Exercise brief: Among the lines below, restate word for word only those from the line with "### The other seven" through the line with "that assigns it.", with both end lines kept.

Raw data:
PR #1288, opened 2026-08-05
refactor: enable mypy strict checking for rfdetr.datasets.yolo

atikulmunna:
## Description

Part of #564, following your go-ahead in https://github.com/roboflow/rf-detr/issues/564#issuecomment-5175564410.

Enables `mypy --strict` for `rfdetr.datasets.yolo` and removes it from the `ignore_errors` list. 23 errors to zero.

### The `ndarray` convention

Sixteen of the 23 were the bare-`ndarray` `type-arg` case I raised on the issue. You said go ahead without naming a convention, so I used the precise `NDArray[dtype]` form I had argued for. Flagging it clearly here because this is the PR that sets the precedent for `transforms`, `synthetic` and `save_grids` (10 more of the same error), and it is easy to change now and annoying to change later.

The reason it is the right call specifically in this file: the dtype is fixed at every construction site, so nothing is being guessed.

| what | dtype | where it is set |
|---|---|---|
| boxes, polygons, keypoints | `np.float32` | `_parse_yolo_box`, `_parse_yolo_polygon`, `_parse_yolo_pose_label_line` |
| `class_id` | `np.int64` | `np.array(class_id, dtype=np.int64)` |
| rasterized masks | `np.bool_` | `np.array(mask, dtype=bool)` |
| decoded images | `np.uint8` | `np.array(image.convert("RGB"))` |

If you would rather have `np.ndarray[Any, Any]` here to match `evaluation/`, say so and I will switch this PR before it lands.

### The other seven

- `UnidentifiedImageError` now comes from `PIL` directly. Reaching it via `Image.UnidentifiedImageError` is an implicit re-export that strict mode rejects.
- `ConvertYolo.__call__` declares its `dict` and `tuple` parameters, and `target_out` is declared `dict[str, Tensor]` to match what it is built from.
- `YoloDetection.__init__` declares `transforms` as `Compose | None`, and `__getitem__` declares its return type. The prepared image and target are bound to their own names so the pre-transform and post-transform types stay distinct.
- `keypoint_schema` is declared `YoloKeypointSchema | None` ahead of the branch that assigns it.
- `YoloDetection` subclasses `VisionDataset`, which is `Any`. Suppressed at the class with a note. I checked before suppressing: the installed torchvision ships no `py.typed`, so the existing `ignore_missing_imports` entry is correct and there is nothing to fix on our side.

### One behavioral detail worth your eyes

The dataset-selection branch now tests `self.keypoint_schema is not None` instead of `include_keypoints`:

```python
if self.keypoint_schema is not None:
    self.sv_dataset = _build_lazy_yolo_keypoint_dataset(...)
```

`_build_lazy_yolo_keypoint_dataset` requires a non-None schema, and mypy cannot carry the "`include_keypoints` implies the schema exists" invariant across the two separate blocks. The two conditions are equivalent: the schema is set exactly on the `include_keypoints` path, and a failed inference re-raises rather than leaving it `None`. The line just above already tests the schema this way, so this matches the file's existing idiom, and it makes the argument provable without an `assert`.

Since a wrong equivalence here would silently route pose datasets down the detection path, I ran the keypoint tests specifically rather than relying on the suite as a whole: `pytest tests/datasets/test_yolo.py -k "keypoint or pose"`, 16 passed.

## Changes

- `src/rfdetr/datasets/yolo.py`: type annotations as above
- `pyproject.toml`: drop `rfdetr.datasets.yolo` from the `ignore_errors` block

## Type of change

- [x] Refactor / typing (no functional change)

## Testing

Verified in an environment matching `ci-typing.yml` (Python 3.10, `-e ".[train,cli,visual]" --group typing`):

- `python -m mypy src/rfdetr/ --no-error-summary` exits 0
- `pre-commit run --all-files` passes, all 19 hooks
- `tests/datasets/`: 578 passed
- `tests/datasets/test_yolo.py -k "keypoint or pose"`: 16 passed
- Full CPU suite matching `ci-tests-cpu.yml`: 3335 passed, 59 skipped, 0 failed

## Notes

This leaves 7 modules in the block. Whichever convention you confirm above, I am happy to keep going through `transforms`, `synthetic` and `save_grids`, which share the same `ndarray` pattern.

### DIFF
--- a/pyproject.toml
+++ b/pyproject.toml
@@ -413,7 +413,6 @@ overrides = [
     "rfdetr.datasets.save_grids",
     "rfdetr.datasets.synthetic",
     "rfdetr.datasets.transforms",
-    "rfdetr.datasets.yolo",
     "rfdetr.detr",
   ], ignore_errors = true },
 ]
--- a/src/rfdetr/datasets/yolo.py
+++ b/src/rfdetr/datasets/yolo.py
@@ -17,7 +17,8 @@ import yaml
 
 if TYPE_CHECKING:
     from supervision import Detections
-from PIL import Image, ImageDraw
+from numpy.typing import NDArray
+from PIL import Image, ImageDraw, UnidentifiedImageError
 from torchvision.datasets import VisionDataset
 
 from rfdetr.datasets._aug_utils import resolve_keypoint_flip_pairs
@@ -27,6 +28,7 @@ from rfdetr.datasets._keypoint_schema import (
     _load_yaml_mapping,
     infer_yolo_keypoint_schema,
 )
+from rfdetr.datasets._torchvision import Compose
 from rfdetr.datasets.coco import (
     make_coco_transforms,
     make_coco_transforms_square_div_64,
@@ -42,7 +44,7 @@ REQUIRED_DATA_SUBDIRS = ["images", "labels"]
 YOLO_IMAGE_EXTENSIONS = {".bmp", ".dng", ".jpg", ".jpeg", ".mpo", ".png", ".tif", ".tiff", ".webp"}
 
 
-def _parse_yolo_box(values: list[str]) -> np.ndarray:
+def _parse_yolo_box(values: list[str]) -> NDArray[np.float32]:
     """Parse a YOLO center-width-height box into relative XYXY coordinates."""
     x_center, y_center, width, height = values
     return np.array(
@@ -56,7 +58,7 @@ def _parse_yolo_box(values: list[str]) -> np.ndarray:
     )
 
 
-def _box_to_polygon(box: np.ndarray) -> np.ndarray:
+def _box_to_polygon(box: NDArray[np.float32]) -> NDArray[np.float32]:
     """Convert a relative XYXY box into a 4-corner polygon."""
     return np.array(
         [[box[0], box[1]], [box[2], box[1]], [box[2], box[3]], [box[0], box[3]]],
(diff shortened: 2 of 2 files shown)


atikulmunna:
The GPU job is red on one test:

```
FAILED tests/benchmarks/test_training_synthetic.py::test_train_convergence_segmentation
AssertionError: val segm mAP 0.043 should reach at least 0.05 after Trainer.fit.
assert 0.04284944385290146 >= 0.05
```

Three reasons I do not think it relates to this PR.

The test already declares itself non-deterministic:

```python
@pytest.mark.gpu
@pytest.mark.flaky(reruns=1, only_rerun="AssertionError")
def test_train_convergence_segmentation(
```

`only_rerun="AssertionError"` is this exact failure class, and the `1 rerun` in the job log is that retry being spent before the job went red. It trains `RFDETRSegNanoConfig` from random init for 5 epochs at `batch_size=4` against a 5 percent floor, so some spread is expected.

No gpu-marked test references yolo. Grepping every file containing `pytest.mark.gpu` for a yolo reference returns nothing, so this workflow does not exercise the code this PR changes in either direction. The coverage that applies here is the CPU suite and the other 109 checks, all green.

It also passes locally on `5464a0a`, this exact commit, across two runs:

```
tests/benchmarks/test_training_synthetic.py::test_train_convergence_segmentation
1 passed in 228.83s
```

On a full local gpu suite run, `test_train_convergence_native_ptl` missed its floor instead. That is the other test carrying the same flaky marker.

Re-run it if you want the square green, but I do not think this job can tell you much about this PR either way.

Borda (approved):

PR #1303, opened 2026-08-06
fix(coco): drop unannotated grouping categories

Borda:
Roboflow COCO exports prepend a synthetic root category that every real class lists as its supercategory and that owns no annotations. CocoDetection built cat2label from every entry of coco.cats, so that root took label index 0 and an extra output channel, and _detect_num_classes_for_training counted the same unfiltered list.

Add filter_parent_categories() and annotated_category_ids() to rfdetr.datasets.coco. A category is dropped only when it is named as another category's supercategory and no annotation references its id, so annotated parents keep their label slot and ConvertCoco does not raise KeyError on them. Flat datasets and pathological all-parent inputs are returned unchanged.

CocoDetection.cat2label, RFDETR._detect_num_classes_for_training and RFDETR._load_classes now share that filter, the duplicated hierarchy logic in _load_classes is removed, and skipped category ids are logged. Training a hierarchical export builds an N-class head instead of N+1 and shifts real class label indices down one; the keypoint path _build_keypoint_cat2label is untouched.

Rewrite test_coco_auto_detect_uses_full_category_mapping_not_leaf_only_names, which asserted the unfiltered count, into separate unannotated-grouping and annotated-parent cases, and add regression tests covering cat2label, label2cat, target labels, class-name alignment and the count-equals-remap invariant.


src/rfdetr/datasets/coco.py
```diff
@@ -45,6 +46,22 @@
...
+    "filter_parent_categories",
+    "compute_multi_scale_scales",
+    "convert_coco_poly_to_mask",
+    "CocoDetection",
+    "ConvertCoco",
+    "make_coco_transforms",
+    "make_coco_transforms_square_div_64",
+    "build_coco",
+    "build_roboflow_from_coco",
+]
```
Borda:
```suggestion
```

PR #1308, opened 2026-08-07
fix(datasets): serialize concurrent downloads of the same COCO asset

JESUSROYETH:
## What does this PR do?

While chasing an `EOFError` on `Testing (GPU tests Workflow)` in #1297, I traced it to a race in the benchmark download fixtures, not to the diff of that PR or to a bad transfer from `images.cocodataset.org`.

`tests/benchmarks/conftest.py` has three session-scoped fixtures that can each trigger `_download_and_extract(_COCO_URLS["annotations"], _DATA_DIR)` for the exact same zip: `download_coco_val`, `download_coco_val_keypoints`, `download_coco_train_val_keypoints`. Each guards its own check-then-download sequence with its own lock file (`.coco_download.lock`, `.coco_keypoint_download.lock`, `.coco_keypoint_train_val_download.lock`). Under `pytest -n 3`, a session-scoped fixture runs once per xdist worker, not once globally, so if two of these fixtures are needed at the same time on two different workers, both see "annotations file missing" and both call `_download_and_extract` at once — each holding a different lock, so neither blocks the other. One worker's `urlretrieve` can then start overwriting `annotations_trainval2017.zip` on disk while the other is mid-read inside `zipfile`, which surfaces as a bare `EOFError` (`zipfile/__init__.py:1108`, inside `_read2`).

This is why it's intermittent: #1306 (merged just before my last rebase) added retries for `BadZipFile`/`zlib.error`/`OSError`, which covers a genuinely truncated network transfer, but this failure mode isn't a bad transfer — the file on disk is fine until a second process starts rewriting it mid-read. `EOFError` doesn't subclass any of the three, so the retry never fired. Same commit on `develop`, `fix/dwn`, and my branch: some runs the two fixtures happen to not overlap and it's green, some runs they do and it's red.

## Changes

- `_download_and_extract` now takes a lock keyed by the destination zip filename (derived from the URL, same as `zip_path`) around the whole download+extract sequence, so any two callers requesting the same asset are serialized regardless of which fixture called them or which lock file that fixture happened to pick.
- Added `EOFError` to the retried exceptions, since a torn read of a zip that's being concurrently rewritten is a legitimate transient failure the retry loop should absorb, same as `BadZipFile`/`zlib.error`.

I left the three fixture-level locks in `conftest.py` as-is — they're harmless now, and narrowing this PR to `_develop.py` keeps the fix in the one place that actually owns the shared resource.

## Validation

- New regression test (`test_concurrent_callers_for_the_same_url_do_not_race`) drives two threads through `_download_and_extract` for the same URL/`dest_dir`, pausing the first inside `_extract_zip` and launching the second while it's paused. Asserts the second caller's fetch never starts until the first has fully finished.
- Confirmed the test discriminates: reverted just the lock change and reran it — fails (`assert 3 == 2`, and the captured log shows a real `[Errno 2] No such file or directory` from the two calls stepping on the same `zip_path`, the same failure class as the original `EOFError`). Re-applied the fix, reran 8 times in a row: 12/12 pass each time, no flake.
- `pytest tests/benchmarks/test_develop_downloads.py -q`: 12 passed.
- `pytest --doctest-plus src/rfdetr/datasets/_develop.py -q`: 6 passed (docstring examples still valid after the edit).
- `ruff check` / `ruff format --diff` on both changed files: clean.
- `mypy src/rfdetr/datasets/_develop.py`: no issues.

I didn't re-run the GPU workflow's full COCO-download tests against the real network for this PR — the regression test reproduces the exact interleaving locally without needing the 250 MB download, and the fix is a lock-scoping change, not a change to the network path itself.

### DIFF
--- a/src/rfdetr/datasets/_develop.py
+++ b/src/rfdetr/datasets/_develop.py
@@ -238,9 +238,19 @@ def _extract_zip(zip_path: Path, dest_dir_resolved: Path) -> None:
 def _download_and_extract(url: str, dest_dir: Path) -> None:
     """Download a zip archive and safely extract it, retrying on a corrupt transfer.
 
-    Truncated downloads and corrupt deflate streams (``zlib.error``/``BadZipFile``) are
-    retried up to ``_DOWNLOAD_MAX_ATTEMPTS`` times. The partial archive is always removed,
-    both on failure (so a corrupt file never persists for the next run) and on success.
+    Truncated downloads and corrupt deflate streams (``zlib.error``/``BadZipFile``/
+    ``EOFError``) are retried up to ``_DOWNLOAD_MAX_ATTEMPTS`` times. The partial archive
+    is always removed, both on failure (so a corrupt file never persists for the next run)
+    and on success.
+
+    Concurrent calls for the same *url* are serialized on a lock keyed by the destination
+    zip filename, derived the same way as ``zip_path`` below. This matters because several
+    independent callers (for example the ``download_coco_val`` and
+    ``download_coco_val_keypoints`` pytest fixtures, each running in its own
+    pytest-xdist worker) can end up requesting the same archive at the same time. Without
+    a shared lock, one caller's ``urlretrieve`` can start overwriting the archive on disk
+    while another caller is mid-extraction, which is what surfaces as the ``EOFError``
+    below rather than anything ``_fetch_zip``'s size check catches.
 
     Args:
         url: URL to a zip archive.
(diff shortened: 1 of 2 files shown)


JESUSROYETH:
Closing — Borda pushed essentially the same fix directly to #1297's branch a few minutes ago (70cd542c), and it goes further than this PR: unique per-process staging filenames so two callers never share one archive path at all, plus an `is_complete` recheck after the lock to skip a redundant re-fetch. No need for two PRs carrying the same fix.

Task result:
### The other seven

- `UnidentifiedImageError` now comes from `PIL` directly. Reaching it via `Image.UnidentifiedImageError` is an implicit re-export that strict mode rejects.
- `ConvertYolo.__call__` declares its `dict` and `tuple` parameters, and `target_out` is declared `dict[str, Tensor]` to match what it is built from.
- `YoloDetection.__init__` declares `transforms` as `Compose | None`, and `__getitem__` declares its return type. The prepared image and target are bound to their own names so the pre-transform and post-transform types stay distinct.
- `keypoint_schema` is declared `YoloKeypointSchema | None` ahead of the branch that assigns it.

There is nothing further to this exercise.